[Start of Attachment]
PR #19654, opened 2026-02-14
[WFLY-21477] Update WildFly Preview to Hibernate ORM 7.2.4.Final

bstansberry:
https://issues.redhat.com/browse/WFLY-21477

Needed to unblock WFLY-21476 which in turn will be needed to test any fix for WFLY-21461.


bstansberry:
Note that I looked at the deps of this ORM version as well as things that might depend on it (e.g. Hibernate Search) for the ones that we typically update to align. There are no changes to the relevant ORM deps. Hibernate Search has an micro update but it depends on something earlier than the 7.2.21 we are already using, so updating Search is valid but out of scope for this PR.

scottmarlow (approved):

scottmarlow:
Thank you Brian!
[End of Attachment]
Would you return all lines from the preceding listing that contain the word "Hibernate"?

[WFLY-21477] Update WildFly Preview to Hibernate ORM 7.2.4.Final
Note that I looked at the deps of this ORM version as well as things that might depend on it (e.g. Hibernate Search) for the ones that we typically update to align. There are no changes to the relevant ORM deps. Hibernate Search has an micro update but it depends on something earlier than the 7.2.21 we are already using, so updating Search is valid but out of scope for this PR.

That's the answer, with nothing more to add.